Records drawn from a dataset
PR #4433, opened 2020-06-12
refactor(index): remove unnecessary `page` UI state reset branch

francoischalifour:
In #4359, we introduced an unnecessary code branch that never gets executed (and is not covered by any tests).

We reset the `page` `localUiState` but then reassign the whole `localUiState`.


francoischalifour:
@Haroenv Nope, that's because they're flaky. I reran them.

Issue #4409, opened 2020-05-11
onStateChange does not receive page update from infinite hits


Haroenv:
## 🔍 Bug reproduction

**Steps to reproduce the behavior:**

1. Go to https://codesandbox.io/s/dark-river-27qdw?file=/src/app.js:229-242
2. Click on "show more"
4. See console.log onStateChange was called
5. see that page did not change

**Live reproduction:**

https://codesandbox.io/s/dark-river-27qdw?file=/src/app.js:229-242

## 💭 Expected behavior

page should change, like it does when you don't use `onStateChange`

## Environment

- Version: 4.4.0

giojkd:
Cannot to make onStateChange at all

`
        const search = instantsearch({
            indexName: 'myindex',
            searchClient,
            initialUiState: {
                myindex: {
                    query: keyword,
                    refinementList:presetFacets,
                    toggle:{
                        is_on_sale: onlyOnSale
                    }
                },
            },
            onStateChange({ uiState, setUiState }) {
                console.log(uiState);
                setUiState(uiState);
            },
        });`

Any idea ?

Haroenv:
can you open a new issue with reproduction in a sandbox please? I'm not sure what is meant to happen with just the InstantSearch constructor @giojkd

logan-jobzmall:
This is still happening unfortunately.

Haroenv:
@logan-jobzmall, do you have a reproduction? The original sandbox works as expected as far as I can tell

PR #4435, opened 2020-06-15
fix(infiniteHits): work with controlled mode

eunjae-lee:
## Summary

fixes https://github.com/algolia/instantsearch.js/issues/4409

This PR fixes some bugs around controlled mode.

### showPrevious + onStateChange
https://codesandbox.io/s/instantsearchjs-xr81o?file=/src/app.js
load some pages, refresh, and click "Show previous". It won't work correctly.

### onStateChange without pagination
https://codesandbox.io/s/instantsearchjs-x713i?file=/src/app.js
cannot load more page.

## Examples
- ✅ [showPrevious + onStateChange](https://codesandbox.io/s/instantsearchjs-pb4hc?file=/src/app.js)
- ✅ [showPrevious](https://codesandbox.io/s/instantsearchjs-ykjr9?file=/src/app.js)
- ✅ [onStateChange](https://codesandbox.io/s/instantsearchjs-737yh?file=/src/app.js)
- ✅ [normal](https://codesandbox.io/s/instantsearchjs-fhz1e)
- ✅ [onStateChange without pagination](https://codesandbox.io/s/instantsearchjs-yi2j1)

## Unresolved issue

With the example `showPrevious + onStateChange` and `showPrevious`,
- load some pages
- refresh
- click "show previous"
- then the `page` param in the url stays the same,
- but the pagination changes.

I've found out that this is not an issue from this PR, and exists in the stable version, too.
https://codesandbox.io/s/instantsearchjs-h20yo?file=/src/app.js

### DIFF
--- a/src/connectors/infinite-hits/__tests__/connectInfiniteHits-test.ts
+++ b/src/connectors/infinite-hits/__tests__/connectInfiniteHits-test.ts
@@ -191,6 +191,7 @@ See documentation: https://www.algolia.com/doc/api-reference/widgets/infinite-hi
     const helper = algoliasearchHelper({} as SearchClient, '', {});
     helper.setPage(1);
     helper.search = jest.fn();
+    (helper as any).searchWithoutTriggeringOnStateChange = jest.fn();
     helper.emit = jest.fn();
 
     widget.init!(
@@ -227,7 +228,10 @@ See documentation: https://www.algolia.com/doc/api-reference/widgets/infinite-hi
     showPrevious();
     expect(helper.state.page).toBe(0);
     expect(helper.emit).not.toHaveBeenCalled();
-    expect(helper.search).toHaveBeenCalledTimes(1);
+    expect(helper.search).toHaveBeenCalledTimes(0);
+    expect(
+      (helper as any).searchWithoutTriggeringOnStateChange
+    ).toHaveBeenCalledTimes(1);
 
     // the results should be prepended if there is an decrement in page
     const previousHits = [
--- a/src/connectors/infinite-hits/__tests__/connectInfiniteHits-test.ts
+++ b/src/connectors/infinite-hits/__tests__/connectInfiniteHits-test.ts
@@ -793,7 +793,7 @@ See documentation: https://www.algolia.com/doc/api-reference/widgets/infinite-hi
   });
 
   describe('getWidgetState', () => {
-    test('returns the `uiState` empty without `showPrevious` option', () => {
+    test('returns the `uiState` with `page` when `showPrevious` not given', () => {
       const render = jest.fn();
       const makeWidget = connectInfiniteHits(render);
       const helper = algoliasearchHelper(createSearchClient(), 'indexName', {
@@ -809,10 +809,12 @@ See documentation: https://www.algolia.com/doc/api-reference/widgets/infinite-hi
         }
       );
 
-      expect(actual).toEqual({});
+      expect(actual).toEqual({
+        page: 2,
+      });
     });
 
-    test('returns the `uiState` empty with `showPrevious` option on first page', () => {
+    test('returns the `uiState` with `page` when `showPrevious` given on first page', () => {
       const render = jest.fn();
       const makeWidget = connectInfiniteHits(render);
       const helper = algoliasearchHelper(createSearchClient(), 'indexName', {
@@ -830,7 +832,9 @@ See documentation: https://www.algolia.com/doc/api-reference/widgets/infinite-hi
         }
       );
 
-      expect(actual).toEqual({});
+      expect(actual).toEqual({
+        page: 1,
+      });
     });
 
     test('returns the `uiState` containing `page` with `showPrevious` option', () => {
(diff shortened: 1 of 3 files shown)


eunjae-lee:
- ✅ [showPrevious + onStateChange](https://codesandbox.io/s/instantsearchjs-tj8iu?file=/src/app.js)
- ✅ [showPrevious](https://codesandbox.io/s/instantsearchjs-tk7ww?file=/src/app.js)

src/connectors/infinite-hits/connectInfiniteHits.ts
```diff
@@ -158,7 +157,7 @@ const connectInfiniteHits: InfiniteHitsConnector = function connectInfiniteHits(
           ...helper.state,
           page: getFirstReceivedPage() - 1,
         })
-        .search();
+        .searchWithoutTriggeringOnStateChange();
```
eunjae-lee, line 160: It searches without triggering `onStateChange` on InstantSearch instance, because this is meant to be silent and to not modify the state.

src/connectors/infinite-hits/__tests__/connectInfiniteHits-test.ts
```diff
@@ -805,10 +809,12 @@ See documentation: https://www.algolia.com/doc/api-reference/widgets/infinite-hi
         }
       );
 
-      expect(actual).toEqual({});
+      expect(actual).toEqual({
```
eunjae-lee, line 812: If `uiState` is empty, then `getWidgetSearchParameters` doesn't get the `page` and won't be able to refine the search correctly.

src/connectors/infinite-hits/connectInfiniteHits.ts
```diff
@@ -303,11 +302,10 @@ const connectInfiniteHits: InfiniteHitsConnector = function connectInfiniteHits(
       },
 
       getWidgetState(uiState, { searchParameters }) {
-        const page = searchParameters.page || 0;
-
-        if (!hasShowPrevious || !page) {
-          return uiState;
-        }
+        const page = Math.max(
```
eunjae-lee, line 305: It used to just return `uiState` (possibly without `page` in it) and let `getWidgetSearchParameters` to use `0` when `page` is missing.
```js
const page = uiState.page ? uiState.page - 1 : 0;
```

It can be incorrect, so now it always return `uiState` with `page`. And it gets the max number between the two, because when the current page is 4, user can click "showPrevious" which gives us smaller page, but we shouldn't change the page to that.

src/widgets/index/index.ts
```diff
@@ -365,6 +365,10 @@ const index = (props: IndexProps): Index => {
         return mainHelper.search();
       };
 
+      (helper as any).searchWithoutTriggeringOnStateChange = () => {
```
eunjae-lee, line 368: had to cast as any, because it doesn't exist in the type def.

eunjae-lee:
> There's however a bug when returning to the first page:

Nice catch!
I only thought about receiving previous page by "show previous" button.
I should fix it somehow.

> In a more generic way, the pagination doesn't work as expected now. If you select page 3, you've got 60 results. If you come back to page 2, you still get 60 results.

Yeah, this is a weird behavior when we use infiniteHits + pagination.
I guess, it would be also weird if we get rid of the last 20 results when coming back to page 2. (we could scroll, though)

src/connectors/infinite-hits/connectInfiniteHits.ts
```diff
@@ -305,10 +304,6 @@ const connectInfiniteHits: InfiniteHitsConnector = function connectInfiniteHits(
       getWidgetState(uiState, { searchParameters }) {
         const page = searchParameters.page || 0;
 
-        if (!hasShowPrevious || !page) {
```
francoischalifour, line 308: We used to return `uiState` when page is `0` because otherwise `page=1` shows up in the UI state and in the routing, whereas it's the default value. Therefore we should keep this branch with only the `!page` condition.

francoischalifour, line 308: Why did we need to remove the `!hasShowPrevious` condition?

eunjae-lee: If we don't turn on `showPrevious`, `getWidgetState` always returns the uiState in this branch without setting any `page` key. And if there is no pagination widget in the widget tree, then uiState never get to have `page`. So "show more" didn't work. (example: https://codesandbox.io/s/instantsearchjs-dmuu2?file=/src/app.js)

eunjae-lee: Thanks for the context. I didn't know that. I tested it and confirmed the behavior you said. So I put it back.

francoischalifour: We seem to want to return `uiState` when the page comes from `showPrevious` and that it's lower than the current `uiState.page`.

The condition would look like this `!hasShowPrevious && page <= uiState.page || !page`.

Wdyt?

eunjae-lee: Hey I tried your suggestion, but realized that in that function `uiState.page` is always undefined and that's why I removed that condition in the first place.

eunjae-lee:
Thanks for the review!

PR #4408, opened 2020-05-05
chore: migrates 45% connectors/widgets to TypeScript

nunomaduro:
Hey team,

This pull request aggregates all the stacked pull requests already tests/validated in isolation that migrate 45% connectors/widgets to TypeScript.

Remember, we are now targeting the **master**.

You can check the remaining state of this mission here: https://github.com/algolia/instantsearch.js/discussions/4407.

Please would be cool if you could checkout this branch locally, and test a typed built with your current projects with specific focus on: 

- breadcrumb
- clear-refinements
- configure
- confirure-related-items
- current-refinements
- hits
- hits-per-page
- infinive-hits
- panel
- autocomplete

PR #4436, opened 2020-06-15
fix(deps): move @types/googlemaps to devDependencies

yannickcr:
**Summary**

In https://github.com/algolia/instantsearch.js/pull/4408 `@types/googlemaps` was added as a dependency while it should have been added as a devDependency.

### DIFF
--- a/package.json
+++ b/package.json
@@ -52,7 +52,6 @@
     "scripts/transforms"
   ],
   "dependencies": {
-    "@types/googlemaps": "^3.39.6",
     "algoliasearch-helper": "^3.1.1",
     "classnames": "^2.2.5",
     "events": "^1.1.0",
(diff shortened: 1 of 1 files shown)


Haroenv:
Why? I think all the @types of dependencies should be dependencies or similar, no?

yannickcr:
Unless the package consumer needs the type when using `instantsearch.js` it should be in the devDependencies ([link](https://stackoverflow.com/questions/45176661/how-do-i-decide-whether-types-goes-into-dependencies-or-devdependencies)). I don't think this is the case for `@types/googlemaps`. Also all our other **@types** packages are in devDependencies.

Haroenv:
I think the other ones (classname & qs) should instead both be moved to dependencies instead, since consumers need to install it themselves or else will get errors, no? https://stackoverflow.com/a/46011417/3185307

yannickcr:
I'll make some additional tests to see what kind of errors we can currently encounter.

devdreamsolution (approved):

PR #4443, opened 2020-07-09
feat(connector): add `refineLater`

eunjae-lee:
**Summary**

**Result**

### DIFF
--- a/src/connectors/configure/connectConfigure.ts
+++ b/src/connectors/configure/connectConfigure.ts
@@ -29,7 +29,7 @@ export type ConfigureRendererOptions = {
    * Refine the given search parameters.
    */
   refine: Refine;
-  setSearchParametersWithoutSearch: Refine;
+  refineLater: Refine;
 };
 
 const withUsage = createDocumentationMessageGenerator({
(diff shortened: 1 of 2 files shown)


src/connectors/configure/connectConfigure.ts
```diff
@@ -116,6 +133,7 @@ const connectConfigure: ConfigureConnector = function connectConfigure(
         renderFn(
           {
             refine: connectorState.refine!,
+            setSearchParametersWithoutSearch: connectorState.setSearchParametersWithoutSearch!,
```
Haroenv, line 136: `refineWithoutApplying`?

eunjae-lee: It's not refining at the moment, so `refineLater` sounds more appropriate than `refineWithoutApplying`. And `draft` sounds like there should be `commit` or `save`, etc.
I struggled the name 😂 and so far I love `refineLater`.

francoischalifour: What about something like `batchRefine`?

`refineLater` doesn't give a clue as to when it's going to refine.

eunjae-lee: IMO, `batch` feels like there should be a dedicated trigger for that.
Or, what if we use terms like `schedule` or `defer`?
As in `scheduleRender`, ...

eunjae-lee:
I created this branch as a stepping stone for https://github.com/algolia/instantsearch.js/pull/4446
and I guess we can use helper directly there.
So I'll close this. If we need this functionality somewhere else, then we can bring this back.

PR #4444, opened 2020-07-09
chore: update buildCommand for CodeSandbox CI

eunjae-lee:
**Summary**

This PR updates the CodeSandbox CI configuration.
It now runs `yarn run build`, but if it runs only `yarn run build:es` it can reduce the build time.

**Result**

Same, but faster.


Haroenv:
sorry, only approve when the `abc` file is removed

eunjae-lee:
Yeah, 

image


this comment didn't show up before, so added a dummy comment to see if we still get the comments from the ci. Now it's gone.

**What you have to do:** Transcribe the records above exactly, from the opening line down to and including the line with "In #4359, we".

**Task solution:**
PR #4433, opened 2020-06-12
refactor(index): remove unnecessary `page` UI state reset branch

francoischalifour:
In #4359, we introduced an unnecessary code branch that never gets executed (and is not covered by any tests).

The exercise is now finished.